• _WORK ORDER_
Only the lines holding "lynchde" are wanted; find them in the listing and return each one.

:: SUPPLIED MATERIAL

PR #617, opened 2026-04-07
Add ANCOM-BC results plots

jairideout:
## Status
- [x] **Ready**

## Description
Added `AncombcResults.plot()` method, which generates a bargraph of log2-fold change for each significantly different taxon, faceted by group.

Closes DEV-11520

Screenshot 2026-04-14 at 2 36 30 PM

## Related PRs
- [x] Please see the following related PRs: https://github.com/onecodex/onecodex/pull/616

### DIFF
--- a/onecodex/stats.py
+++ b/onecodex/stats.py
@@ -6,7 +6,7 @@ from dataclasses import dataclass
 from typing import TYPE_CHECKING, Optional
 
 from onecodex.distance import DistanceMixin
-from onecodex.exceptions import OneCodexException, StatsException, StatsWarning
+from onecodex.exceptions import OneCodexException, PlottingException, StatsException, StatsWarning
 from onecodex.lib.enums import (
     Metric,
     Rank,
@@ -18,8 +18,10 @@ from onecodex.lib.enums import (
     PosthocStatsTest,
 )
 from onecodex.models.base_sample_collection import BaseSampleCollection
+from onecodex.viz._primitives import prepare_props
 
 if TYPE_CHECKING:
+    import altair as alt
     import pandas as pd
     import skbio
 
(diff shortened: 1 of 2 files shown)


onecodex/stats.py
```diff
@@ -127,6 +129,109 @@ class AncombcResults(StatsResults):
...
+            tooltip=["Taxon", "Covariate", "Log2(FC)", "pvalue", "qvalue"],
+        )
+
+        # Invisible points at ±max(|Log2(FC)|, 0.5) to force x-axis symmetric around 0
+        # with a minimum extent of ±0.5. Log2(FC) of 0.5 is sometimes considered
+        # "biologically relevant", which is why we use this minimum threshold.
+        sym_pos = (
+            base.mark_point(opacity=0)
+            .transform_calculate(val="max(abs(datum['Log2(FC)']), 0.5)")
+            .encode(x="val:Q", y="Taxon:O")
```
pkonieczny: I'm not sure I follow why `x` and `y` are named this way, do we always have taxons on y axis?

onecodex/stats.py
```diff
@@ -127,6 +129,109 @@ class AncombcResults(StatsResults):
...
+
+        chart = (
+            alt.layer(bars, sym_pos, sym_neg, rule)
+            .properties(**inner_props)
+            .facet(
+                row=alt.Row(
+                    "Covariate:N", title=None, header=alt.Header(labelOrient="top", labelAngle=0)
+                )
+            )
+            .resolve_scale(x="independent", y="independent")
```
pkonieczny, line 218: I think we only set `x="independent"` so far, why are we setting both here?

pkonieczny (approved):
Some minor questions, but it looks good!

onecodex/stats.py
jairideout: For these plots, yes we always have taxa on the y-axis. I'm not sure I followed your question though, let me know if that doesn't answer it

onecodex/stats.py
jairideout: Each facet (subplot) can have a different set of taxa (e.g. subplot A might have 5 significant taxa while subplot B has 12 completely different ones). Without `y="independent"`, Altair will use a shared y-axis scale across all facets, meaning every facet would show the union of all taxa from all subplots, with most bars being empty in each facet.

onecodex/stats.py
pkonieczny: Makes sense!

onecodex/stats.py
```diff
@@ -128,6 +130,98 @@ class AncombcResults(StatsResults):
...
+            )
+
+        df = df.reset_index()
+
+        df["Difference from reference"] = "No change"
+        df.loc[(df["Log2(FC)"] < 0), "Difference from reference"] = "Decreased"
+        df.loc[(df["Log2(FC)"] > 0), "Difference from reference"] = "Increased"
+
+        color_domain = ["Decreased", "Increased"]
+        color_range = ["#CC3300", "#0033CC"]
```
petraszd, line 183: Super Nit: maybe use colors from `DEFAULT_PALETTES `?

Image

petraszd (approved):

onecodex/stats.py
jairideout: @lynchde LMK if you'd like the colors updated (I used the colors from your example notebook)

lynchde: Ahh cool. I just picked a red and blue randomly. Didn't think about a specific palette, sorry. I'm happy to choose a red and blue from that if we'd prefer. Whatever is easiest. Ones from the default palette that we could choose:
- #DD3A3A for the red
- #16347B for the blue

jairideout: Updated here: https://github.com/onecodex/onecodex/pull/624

::::
:: SUPPLIED MATERIAL

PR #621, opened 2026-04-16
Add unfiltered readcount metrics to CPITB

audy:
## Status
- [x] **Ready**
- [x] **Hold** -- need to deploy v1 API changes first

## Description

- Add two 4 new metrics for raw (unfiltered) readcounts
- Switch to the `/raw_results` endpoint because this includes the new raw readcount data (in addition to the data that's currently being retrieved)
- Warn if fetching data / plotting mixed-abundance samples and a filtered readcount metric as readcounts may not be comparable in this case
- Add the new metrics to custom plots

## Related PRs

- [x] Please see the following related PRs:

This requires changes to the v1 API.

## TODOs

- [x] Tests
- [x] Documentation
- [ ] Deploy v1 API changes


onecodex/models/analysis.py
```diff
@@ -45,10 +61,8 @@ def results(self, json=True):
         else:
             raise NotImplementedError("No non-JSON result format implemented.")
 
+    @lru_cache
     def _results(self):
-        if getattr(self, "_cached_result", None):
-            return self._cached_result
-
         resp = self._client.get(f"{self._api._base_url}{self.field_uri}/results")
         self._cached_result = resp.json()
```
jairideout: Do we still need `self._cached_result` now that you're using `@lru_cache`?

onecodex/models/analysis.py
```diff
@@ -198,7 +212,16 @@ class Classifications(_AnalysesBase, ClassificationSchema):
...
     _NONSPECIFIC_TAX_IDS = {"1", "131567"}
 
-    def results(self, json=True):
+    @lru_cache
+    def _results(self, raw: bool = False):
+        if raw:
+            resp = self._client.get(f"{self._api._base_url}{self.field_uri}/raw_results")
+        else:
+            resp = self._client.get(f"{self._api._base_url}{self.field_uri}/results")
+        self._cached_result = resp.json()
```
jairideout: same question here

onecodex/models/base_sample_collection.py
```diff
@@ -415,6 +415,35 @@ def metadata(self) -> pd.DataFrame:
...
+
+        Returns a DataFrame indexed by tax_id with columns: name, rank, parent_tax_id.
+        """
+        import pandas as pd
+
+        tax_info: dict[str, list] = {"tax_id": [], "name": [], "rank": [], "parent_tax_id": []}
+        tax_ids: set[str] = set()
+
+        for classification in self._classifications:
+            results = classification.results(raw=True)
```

::::
:: SUPPLIED MATERIAL

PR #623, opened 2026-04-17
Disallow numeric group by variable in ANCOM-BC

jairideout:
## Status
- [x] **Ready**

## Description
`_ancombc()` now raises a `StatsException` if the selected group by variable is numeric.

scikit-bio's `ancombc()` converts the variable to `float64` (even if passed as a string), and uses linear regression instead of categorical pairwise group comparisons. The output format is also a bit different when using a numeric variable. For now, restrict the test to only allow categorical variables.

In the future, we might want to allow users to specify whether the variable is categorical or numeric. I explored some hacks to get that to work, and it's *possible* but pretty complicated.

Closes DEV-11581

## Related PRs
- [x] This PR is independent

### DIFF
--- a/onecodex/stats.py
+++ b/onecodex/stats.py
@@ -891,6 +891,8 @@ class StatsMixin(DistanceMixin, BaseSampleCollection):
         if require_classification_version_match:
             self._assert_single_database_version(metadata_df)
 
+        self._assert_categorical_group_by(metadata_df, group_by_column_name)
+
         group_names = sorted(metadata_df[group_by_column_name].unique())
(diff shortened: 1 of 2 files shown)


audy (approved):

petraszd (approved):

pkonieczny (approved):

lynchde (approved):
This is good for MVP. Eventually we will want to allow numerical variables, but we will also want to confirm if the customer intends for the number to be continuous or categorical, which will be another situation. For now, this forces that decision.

::::

• _TASK ANSWER_
jairideout: @lynchde LMK if you'd like the colors updated (I used the colors from your example notebook)
lynchde: Ahh cool. I just picked a red and blue randomly. Didn't think about a specific palette, sorry. I'm happy to choose a red and blue from that if we'd prefer. Whatever is easiest. Ones from the default palette that we could choose:
lynchde (approved):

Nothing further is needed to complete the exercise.